Training stuck with multi GPU MAG dataset

Hi everyone,
When I’m trying to train the MAG dataset with multi GPU following the example here: dgl/train_multi_gpus.py at master · dmlc/dgl · GitHub . I found my code is always stuck with mp.spawn in line 285 and it cannot go into the train function. I wonder if anyone has encountered similar problems before and how did you solve it? :blush:

Thanks.

could you share any call stacks when get stuck? train() cannot be called? could you share the command you’re using?

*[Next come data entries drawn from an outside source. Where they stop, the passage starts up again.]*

PR #17359, opened 2023-07-04
Boottime parameters defaults added in instance-measure code

m-dati:
Description:
   Boottime parameters defaults added in P.C.instance::measure,store code.
   By default now boottime measures collected and saved at instance creation.

References:
- Needles: None.
- Verification run: To Be Done

### DIFF
--- a/lib/publiccloud/instance.pm
+++ b/lib/publiccloud/instance.pm
@@ -580,7 +580,9 @@ Set PUBLIC_CLOUD_PERF_COLLECT true or >0, to activate boottime measurements.
 
 sub measure_boottime() {
     my ($self, $instance, $type) = @_;
-    return 0 unless (get_var('PUBLIC_CLOUD_PERF_COLLECT'));
+    my $data_collect = get_var('PUBLIC_CLOUD_PERF_COLLECT', 1);
+
+    return 0 unless ($data_collect);
 
     my $ret = {
         kernel_release => undef,
@@ -619,22 +621,24 @@ sub measure_boottime() {
 
 Save data collected with measure_boottime in a DB;
 Mainly stored on a remote InfluxDB on a Grafana server.
-
+To activate boottime push, shall be available results and
+  PUBLIC_CLOUD_PERF_PUSH_DATA true/not 0 and
+  _SECRET_PUBLIC_CLOUD_PERF_DB_TOKEN defined
 =cut
 
 sub store_boottime_db() {
     my ($self, $results) = @_;
-    return unless (get_var('PUBLIC_CLOUD_PERF_PUSH_DATA') && $results);
-
-    my $url = get_var('PUBLIC_CLOUD_PERF_DB_URI');
-    my $token = get_var('_SECRET_PUBLIC_CLOUD_PERF_DB_TOKEN');
-    unless ($url && $token) {
-        record_info("WARN", "PUBLIC_CLOUD_PERF_DB_URI or _SECRET_PUBLIC_CLOUD_PERF_DB_TOKEN is missing ", result => 'fail');
-        return 0;
-    }
-
+    my $data_push = get_var('PUBLIC_CLOUD_PERF_PUSH_DATA', 1);
+    my $url = get_var('PUBLIC_CLOUD_PERF_DB_URI', 'http://publiccloud-ng.qa.suse.de:8086');
     my $org = get_var('PUBLIC_CLOUD_PERF_DB_ORG', 'qec');
     my $db = get_var('PUBLIC_CLOUD_PERF_DB', 'perf_2');
+    my $token = get_var('_SECRET_PUBLIC_CLOUD_PERF_DB_TOKEN');
+
+    return unless ($results && $data_push);
+    unless ($token) {
+        record_info("WARN", "_SECRET_PUBLIC_CLOUD_PERF_DB_TOKEN is missing ", result => 'fail');
+        return 0;
+    }
 
     my $tags = {
         instance_type => get_var('PUBLIC_CLOUD_INSTANCE_TYPE'),
--- a/variables.md
+++ b/variables.md
@@ -304,12 +304,12 @@ PUBLIC_CLOUD_IMG_PROOF_EXCLUDE | string | "" | Tests to be excluded by img-proof
 PUBLIC_CLOUD_INSTANCE_TYPE | string | "" | Specify the instance type. Which instance types exists depends on the CSP. (default-azure: Standard_A2, default-ec2: t2.large )
 PUBLIC_CLOUD_LTP | boolean | false | If set, the run_ltp test module is added to the job.
 PUBLIC_CLOUD_NO_CLEANUP_ON_FAILURE | boolean | false | Do not remove the instance when the test fails.
-PUBLIC_CLOUD_PERF_COLLECT | boolean | false | Enable `boottime` measures collection, at end of `create_instance` routine.
-PUBLIC_CLOUD_PERF_DB_URI | string | "" | If set, the bootup times get stored in the influx database. (e.g. PUBLIC_CLOUD_PERF_DB_URI=http://publiccloud-ng.qe.suse.de:8086)
-PUBLIC_CLOUD_PERF_DB | string | "perf_2" | If `PUBLIC_CLOUD_PERF_DB_URI` is defined, this variable defines the bucket in which the performance metrics are stored
-PUBLIC_CLOUD_PERF_DB_ORG | string | "qec" | If `PUBLIC_CLOUD_PERF_DB_URI` is defined, this variable defines the organization in which the performance metrics are stored
-_SECRET_PUBLIC_CLOUD_PERF_DB_TOKEN | string | "" | If `PUBLIC_CLOUD_PERF_DB_URI` is defined, this required variable is the access token
-PUBLIC_CLOUD_PERF_PUSH_DATA | boolean | "" | If set to `1`, then the test run will push it's metrics to the InfluxDB.
+PUBLIC_CLOUD_PERF_COLLECT | boolean | 1 | To enable `boottime` measures collection, at end of `create_instance` routine.
+PUBLIC_CLOUD_PERF_DB_URI | string | "http://publiccloud-ng.qe.suse.de:8086" | bootup time measures get pushed to this Influx database url.
+PUBLIC_CLOUD_PERF_DB | string | "perf_2" | defines the bucket in which the performance metrics are stored on PUBLIC_CLOUD_PERF_DB_URI
+PUBLIC_CLOUD_PERF_DB_ORG | string | "qec" | defines the organization in which the performance metrics are stored on PUBLIC_CLOUD_PERF_DB_URI
+_SECRET_PUBLIC_CLOUD_PERF_DB_TOKEN | string | "" | this required variable is the token to access PUBLIC_CLOUD_PERF_DB_URI (defined in `salt workerconf`)
+PUBLIC_CLOUD_PERF_PUSH_DATA | boolean | 1 | To enable the test to push it's metrics to the InfluxDB, when PUBLIC_CLOUD_PERF_COLLECT true.
 PUBLIC_CLOUD_PERF_THRESH_CHECK | boolean | "" | If set to `1` or any not empty value, then the test run will _also_ execute the thresholds check on the collected metrics. By _default_ that check is _Not executed_.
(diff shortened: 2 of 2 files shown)


lib/publiccloud/instance.pm
```diff
@@ -580,7 +580,9 @@ Set PUBLIC_CLOUD_PERF_COLLECT true or >0, to activate boottime measurements.
 
 sub measure_boottime() {
     my ($self, $instance, $type) = @_;
-    return 0 unless (get_var('PUBLIC_CLOUD_PERF_COLLECT'));
+    my $data_collect = get_var('PUBLIC_CLOUD_PERF_COLLECT', 1);
```
grisu48, line 583:
```suggestion
    return 0 unless (get_var('PUBLIC_CLOUD_PERF_COLLECT', 1));
```

It's a style question but I'd argue this is trivial enough that we don't need an additional variable.

lib/publiccloud/instance.pm
```diff
@@ -619,23 +621,25 @@ sub measure_boottime() {
...
+  PUBLIC_CLOUD_PERF_PUSH_DATA true/not 0 and
+  _SECRET_PUBLIC_CLOUD_PERF_DB_TOKEN and PUBLIC_CLOUD_PERF_DB_URI defined
 =cut
 
 sub store_boottime_db() {
     my ($self, $results) = @_;
-    return unless (get_var('PUBLIC_CLOUD_PERF_PUSH_DATA') && $results);
-
-    my $url = get_var('PUBLIC_CLOUD_PERF_DB_URI');
+    my $data_push = get_var('PUBLIC_CLOUD_PERF_PUSH_DATA', 1);
```
grisu48, line 631: I'd say the old style was better because it immediately returns if not enabled.

```suggestion
    return unless (get_var('PUBLIC_CLOUD_PERF_PUSH_DATA', 1) && $results);
```

Plus, you could replace the next following `get_var` calls with `get_required_var` - if the data push is enabled, the performance database variables should be treated as required variables IMHO.

variables.md
```diff
@@ -304,12 +304,12 @@ PUBLIC_CLOUD_IMG_PROOF_EXCLUDE | string | "" | Tests to be excluded by img-proof
 PUBLIC_CLOUD_INSTANCE_TYPE | string | "" | Specify the instance type. Which instance types exists depends on the CSP. (default-azure: Standard_A2, default-ec2: t2.large )
 PUBLIC_CLOUD_LTP | boolean | false | If set, the run_ltp test module is added to the job.
 PUBLIC_CLOUD_NO_CLEANUP_ON_FAILURE | boolean | false | Do not remove the instance when the test fails.
-PUBLIC_CLOUD_PERF_COLLECT | boolean | false | Enable `boottime` measures collection, at end of `create_instance` routine.
-PUBLIC_CLOUD_PERF_DB_URI | string | "" | If set, the bootup times get stored in the influx database. (e.g. PUBLIC_CLOUD_PERF_DB_URI=http://publiccloud-ng.qe.suse.de:8086)
+PUBLIC_CLOUD_PERF_COLLECT | boolean | 1 | 0:disable, 1:enable `boottime` measures collection, at end of `create_instance` routine.
```
grisu48, line 307:
```suggestion
PUBLIC_CLOUD_PERF_COLLECT | boolean | 1 | enables `boottime` measurement collection, at end of `create_instance` routine.
```

IMHO this is unnecessary verbosity

variables.md
```diff
@@ -304,12 +304,12 @@ PUBLIC_CLOUD_IMG_PROOF_EXCLUDE | string | "" | Tests to be excluded by img-proof
...
+PUBLIC_CLOUD_PERF_DB_URI | string | "http://publiccloud-ng.qe.suse.de:8086" | If set, the bootup times get stored in the influx database. (e.g. PUBLIC_CLOUD_PERF_DB_URI=http://publiccloud-ng.qe.suse.de:8086)
 PUBLIC_CLOUD_PERF_DB | string | "perf_2" | If `PUBLIC_CLOUD_PERF_DB_URI` is defined, this variable defines the bucket in which the performance metrics are stored
 PUBLIC_CLOUD_PERF_DB_ORG | string | "qec" | If `PUBLIC_CLOUD_PERF_DB_URI` is defined, this variable defines the organization in which the performance metrics are stored
 _SECRET_PUBLIC_CLOUD_PERF_DB_TOKEN | string | "" | If `PUBLIC_CLOUD_PERF_DB_URI` is defined, this required variable is the access token
-PUBLIC_CLOUD_PERF_PUSH_DATA | boolean | "" | If set to `1`, then the test run will push it's metrics to the InfluxDB.
+PUBLIC_CLOUD_PERF_PUSH_DATA | boolean | 1 | 0:disable, 1:enable the test to push it's metrics to the InfluxDB, when PUBLIC_CLOUD_PERF_COLLECT true.
```
grisu48, line 312:
```suggestion
PUBLIC_CLOUD_PERF_PUSH_DATA | boolean | 1 | enable the test to push it's metrics to the InfluxDB, when PUBLIC_CLOUD_PERF_COLLECT true.
```

IMHO this is unnecessary verbosity

lib/publiccloud/instance.pm
m-dati: I expected this effect, but I preferred to leave more visible the parameter handling by separating the value assignment from usage, helpful in case of explicit FALSE/0 assignments to disable.

lib/publiccloud/instance.pm
m-dati: same comment as above for data collect

variables.md
m-dati: ehm if someone prefers to use `empty` or undefined '',  willing to disable all, it will not happen obtaining default=1. This verbosity I considered necessary to avoid future misunderstanding

lib/publiccloud/instance.pm
asmorodskyi: > It's a style question but I'd argue this is trivial enough that we don't need an additional variable.
by removing variable you removing ability to disable this flow . While I want it to be default behavior I still would like to have ability to switch it off in some certain cases

lib/publiccloud/instance.pm
asmorodskyi: > Plus, you could replace the next following get_var calls with get_required_var - if the data push is enabled, the performance database variables should be treated as required variables IMHO.

the whole point of this PR is to remove need of defining this variables elsewhere . Maurizio did everything as expected

lib/publiccloud/instance.pm
```diff
@@ -619,23 +621,25 @@ sub measure_boottime() {
...
+    my $url = get_var('PUBLIC_CLOUD_PERF_DB_URI', 'http://publiccloud-ng.qa.suse.de:8086');
+    my $org = get_var('PUBLIC_CLOUD_PERF_DB_ORG', 'qec');
+    my $db = get_var('PUBLIC_CLOUD_PERF_DB', 'perf_2');
     my $token = get_var('_SECRET_PUBLIC_CLOUD_PERF_DB_TOKEN');
+
+    return unless ($results && $data_push);
     unless ($url && $token) {
```
asmorodskyi, line 638: this unless is not relevant anymore

variables.md
m-dati: As above, I here suggested to explicitly assign zero when we want to disable, avoiding use of `undefined`.

lib/publiccloud/instance.pm
m-dati: Sorry, what of the 2?
the first one still is needed, when results not produced for any error or when we wanted to disable measures

lib/publiccloud/instance.pm
m-dati: get_required_var would cause test to die, unwanted here

asmorodskyi: and also `get_required_var` not allow to provide default value which major idea of this PR

variables.md
asmorodskyi: and here I will agree with Felix , this is something obvious or should/can be added to ALL variables in this list

lib/publiccloud/instance.pm
asmorodskyi: ok , so I was wrong we can not and should not fully remove this `unless` .

`$token` is still may be absent . And actually this is how we are handling clone of job into none-production openQA instance . So let's keep unless

BUT we should drop `$url` from it ( from now on it will be ALWAYS defined )

m-dati: Yes, me too, I was thinking that url check no more needed.

lib/publiccloud/instance.pm
grisu48: I don't understand, but as this is just a style suggestion, just ignore it.

lib/publiccloud/instance.pm
grisu48: Also here: I don't understand, but as this is just a style suggestion, just ignore it.

variables.md
m-dati: done

variables.md
m-dati: done

lib/publiccloud/instance.pm
asmorodskyi: arrrgh ! :roll_eyes:  :see_no_evil:  :speak_no_evil: . and only NOW I realized what Felix was suggesting :D :D :D Felix the problem that we have TWO variables here one is perl variable and another is openQA variable . Maybe it was obvious to you that you referring to perl one but at least me get that you asking to remove **openQA one**  and of course I totally against this . But about removing **perl variable** it make sense yeah +1 from my side . 

Not sure what was Maurizio point :thinking:  Maurizio did you get into same trap as I do ?

grisu48: Please don't bother. This is just a style suggestion, not worth discussion it for more than 10 seconds.

Just leave it as it is (or change it), it is just a suggestion.

m-dati:
Prepared some VRs, Boottime measures behaved as expected by defaults or settings:

- cloned (https://openqa.suse.de/tests/11506033) 
default collect + push db
sle-15-SP5-EC2-x86_64-Build0364-publiccloud_consoletests @ec2_t2.large - 
https://openqa.suse.de/tests/11512912  
  - PASS boottime collected and pushed

- cloned (https://openqa.suse.de/tests/11505984) 
set explicit collect & do-Not-push db:
PUBLIC_CLOUD_PERF_COLLECT=1 PUBLIC_CLOUD_PERF_PUSH_DATA=0 
sle-15-SP5-GCE-x86_64-Build0324-publiccloud_smoketests @gce_n2d_standard_2 - 
https://openqa.suse.de/tests/11512914  
  - PASS boottime collected but not pushed

- cloned (https://openqa.suse.de/tests/11508989) 
set empty val to collect expecting assumend 1 & do-Not-push db:
PUBLIC_CLOUD_PERF_COLLECT='' PUBLIC_CLOUD_PERF_PUSH_DATA=0
sle-15-SP4-GCE-Updates-x86_64-Build20230704-1-publiccloud_containers - 
https://openqa.suse.de/tests/11512915
  - PASS boottime collected but not pushed

m-dati:
Note please, that with defaults enabling by code, also all the `P.C. Latest <CSP>` test groups Azure [EC2](https://openqa.suse.de/group_overview/274) [GCE](https://openqa.suse.de/group_overview/275) all tests will start to collect and push data to db, against planned to start with 15-SP6, therefore those test groups yml setting shall be tweaked to set `PUBLIC_CLOUD_PERF_COLLECT=0`.

lib/publiccloud/instance.pm
m-dati: I got that it was a style preference and sorry for keeping my position because this is my style, also because with or without variable in case of exit the timing is not so different, but 'with' it, the code legibility is improved and is less spagetti-style :-)

asmorodskyi:
> Note please, that with defaults enabling by code, also all the `P.C. Latest <CSP>` test groups Azure [EC2](https://openqa.suse.de/group_overview/274) [GCE](https://openqa.suse.de/group_overview/275) all tests will start to collect and push data to db, against planned to [start with 15-SP6](https://progress.opensuse.org/issues/129328), therefore those test groups yml setting shall be tweaked to set `PUBLIC_CLOUD_PERF_COLLECT=0`.

let's just leave it as is . If it is fail it does not matter we don't care about this job groups till start of development of SP6

m-dati:
Thank you for merging!
About `Latest` groups, no failure should occur for this change, only more data pushed, but it's all ok. :-)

@Rhett-Ying When trying to repro @test 's issue, I got this error with 0.9.x branch.
Command#: python train_multi-gpus.py

# python train_multi_gpus.py
Loading graph
Traceback (most recent call last):
  File "train_multi_gpus.py", line 276, in <module>
    (g,), _ = dgl.load_graphs(args.graph_path)
  File "/opt/conda/lib/python3.8/site-packages/dgl-0.9.0-py3.8-linux-x86_64.egg/dgl/data/graph_serialize.py", line 174, in load_graphs
    check_local_file_exists(filename)
  File "/opt/conda/lib/python3.8/site-packages/dgl-0.9.0-py3.8-linux-x86_64.egg/dgl/data/graph_serialize.py", line 36, in check_local_file_exists
    raise DGLError("File {} does not exist.".format(filename))
dgl._ffi.base.DGLError: File ./graph.dgl does not exist.

Did you run the pre-processing before train? follow this: dgl/examples/pytorch/ogb_lsc/MAG240M at master · dmlc/dgl · GitHub

No, I did not. Will re-do with the preprocess.

This topic was automatically closed 30 days after the last reply. New replies are no longer allowed.